Beyond the brand and marketing aspect, what other observations have you made during your research?
Gustafson: We are moving toward global sharing of data beyond what has been done in the past. Probably the best example is happening with CERN, the European Organization for Nuclear Research, in Geneva. The Large Hadron Collider there is the world’s largest and highest-energy particle accelerator. This system and the volumes of data it generates are designed for collaboration because not even the CERN installation is big enough to analyze and store all the data the collider is generating.

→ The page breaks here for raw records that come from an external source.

PR #554, opened 2018-01-26
update license conditions in armsrc/optimized_cipher.[ch]

pwpiwi:


holiman:
This PR is ok, in accordance with the license update applied in https://github.com/holiman/loclass/commit/d04d51a25b673caf9af1310f774e1981bfec7350

PR #556, opened 2018-01-26
hf mf nested: use bitwise or instead.

Arnie97:
Sorry for another pull request.
I should have thought twice before submitting the patch...


pwpiwi:
Seems to be equivalent?

Issue #510, opened 2017-12-06
HF MF MIFARE  


iceman1001:
@pwpiwi   
The refactoring you did some months ago,  I've been trying to sort out why iceman fork has problems with it and I stumble on a strange behavior.

Its around here:
https://github.com/Proxmark/proxmark3/blob/8afa9712f7597da04338e61cfdbce9c219b0840c/client/mifarehost.c#L181

When it collects the list of potential keys, fine.   However,  it _always_ want to execute twice and compare with another list of key candidates.  Making this current implementation take longer time to execute.

Normal keys:
If first key list has keys,  it should try to authenticate them.  If that fails, it should go and get another bunch of keys.   Where this match up should work.

Unusual keys,
like those with parity=0,  which _needs_ two run times of keylists.

iceman1001:
Not to mention the bug with sync-ing a prng which is not following normal speed or reason.. triggering the WDT when the sync_time gets huge because of it.

PRNG speeds 0.617s  for a complete sequence,  hwoever its been brought to my attention some clones doens't follow that speed but are much faster.  There are three types,  2x , 4x, 8x  the speed in cycling a prng sequence.   This makes it hard to "lock" into with sync_time variable.

pwpiwi:
Doesn't matter. After 0.617s the faster PRNGs have completed 2, 4, or 8 complete cycles which will result in the same nonce.

pwpiwi:
And re always executing twice you may be right. Need to have a closer look.

iceman1001:
Of course you would need to look, but my claim is correct for unnessesary loop.

The faster prng, is a different story,  I haven't pinpointed down the exact problem or why,   but my best guess is the nt_distance starts adding up,  when unsynced. 
When in sync the faster prng iteration wouldn't be a problem I agree.

pwpiwi:
Unnecessary extra loop is not fixed.

pwpiwi:
No issue here:
```

proxmark3> hf mf mif
-------------------------------------------------------------------------
Executing command. Expected execution time: 25sec on average
Press button on the proxmark3 device to abort both proxmark3 and client.
-------------------------------------------------------------------------
...Parity is all zero. Most likely this card sends NACK on every failed authentication.
Attack will take a few seconds longer because we need two consecutive successful runs.
.............Found 41 possible keys. Trying to authenticate with each of them ...

Found valid key:ffffffffffff
```

Why do our setups behave so different?

[...]

PR #560, opened 2018-02-05
fix: prevent hf mf mifare from always running twice

pwpiwi:
(issue #510)


iceman1001:
This solves the double running.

Setting yourself up for a much more distributed set of data and analysis is a leading-edge trend, but not only with the collider. It’s also happening between the worlds of environmental science and healthcare. We know there are environmentally induced implications around health. We are now seeing the need for data across disciplines in order to truly understand and manage the complexity of the world we live in.
Will this new collaborative world be full of new privacy and security challenges?
Gustafson: I don’t think any of that is worked out yet, but there is a lot going on around de-identification. For example, you could still capture the general trend of what’s going on in health, in a specific demographic or location, just without including real identities.
Google launched an analytics platform not even using official medical data. They just correlated against search data and had remarkable projections — when compared with actual health data — that were spot on. This started with the H1N1 virus in 2008, when people were doing searches about the flu. Google was able to predict outbreaks of flu in the United States quickly and accurately. There are a lot of people interested in search data as a new form of data, which they don’t own, to do their own analysis, combined with their data to provide more insight.
Are we heading toward a completely accessible information for-all future?
Gustafson: The architecture of information in a business is certainly changing. Until now, the stewards of information have been in the IT department. The broader expectation of the economics of data, in which we need to do more with more data and exploit it like never before, is going to stretch what used to be the core disciplines of data management.
Just like the cloud world empowered non-IT folks, saying, “I don’t have time to wait for IT to stand up that kind of equipment,” you are seeing business areas take charge of data analytics in a completely different way, drawing from new forms of data that are not IT oriented, and making judgments and decisions on behalf of the business. As a result, we are seeing an inflection point in the world of IT, and the IT response is similar to that around cloud: Give people the tools and data they need to get their jobs done.
CHRIS SAPARDANIS is editor of CSC World magazine.